Profitability Squeeze

Adjusted Diluted EPS fell 15.2% to $2.91. While GAAP EPS rose due to comparison noise, the core operational profitability took a hit. Management cited tax matters and separation costs, but the magnitude of the drop suggests negative operating leverage as revenue growth (0.4% FXN) failed to cover cost inflation.

DRIVER🟢

BioPharma Resilience

BioPharma Systems (formerly Pharmaceutical Systems) grew 2.7% (1.0% FXN). While modest, this segment is critical for the 'New BD' story as it pivots to high-growth biologics and GLP-1 delivery. The $110M investment in Nebraska for glass prefillable syringes confirms this remains a high-priority capital destination.

Other KPIs

Total Revenue$5.25 billion

Decelerating. Growth slowed to 1.6% reported (0.4% FXN), down from the ~7-8% levels seen in late FY25. This deceleration is almost entirely driven by the collapsing Life Sciences business.

Adjusted Diluted EPS$2.91

Reversing. A sharp contraction of 15.2% from $3.43 in the prior year period. This is a significant deviation from the growth trend seen in FY25 (FY25 full year EPS grew ~9%).

Net Cash Provided by Operating Activities$657 million

Stable. Slightly down from $693 million in the prior year period (-5%). Despite the earnings volatility, cash generation remains relatively consistent.

Guidance

FY26 New BD Revenue Growth (FXN)Low single-digit

Stable. This implies a continuation of the current 'New BD' trend (2.5% FXN in Q1) rather than an acceleration. It suggests a conservative outlook for the core business post-separation.

FY26 New BD Adjusted EPS$12.35 - $12.65

Rebasing. This number is lower than the prior consolidated FY25 result of $14.40, reflecting the loss of Life Sciences income. The focus is now on the growth rate off this new base.

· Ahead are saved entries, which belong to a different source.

PR #1132, opened 2026-06-18
`PrimitiveWetModel` `NcycleLorenz` GPU test

maximilian-gelbrecht:
Adds a basic test to the GPU CI just to make sure everything compiles and there's no syntax error, stability isn't tested, it's just 3 steps

### DIFF
--- a/CHANGELOG.md
+++ b/CHANGELOG.md
@@ -2,6 +2,7 @@
 
 ## Unreleased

FY26 New BD GAAP Revenue GrowthLow single-digit plus

Stable. The 'plus' likely reflects a minor tailwind from foreign currency translation compared to the FXN guide.

Key Questions

Margins Post-Separation

Adjusted EPS fell 15% this quarter. What is the baseline operating margin for 'New BD' starting Q2, and are dis-synergies from the separation fully ring-fenced?

Accelerating New BD

Guidance calls for 'low single-digit' growth. With high-growth areas like GLP-1 delivery and PureWick, why is the aggregate growth ambition for the purified company so modest?

Tariff Exposure Quantified

You mention tariff risks in the release. What is the specific dollar impact embedded in the $12.35-$12.65 EPS guidance for FY26?